#1 Have a Project Plan and Schedule. Use it as a tool to communicate to others. Use it to explain why something happened. Use it as a way to justified why you need additional resources. Project scheduling 101, if a resource is taken away, you either hire a replacement resource to keep the project on schedule or you push out the timeline. Something has to give. A project plan can help you explain this. If upper management comes to you and ask you why a particular project was delayed by X amount of time, you can tell them that because resource ABC was taken away and no replacement was made, the only way is to extended the schedule out. If they want the project to remain on schedule, then additional resources are needed to get the project back on track. If additional features are added, more resources are needed or again we have to push out the schedule. If we can remove a feature, then we can reduce the timeline. Use the project plan as a tool to communicate this.
#2 Document EVERYTHING. Document everything, every meeting you had, every requirements that was collected, every change requests that was asked, just everything. Use it as insurance to protect yourself. Even though it may be tedious, you will thank yourself later when there is a dispute. This is why the legal process is so tedious and full of paperwork. It’s done for a reason and it’s to protect yourself from he said and she said scenarios. If you can trace it back to the source of why a decision was made, then you have made your case. We have to thank the legal process for this.

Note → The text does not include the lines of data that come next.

PR #1786, opened 2022-02-01
Feature/fix query alteration options

edarroudi:
The query alteration structure is different on request and response.
See https://docs.microsoft.com/de-de/graph/search-concept-speller
The options have to be inside the "request" structure, not outside.
The queryAlterationResponse object is inside the "value" response.

I don't know if i/we did some mistake or Microsoft moved the structure inside the request. The updated article date suggests that something did change. Perhaps @wobba knows more about it. 
image


edarroudi:
Saw this interesting piece as well.. 
image

Shall i change how we handle the queryTemplate as well or is it too soon? Currently:
image

FranckyC:
Hi @edarroudi , `queryAlterationResponse` is still only available in beta so we won't pocess it until it moves ot v1.0 endpoint. Thanks!

edarroudi:
Hi, it's not beta anymore: https://developer.microsoft.com/en-us/graph/changelog/?page=2
I modified it (no requirement for beta flag) and updated the documentation.
image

#3 Communicate. Make your point be heard. If there is an issue, bring it up and make sure the right person gets the message. Also make sure everyone is on the same page. If something is said verbally, write it out and send it to everyone in writing to make sure what was said is captured and understood by everyone in the conversation. By writing it out and sending it to everyone, you can also double check to see if everyone gets the same message and interpretation. People interpret things differently even though it’s the same words being said. Finally, when you communicate, you communicate for action. There is no point in having a meeting if there is no follow up actions. Always have action items after a meeting.